WHAT YOU SHOULD DO:
What is the count of lines in the data that hold the string "opened"? State the number alone.

(INFORMATION PROVIDED)

PR #1746, opened 2018-02-28
fix resize priority in w2overlay when the search box is opened

vipersss:
when the "searches" contains elements of the type "enum" and "resize()" occurs before the "initSearches()", the "height" break down on div in w2ui-overlay-"name"-searchOverlay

(End INFORMATION PROVIDED)

RESULT OF THIS EXERCISE:
2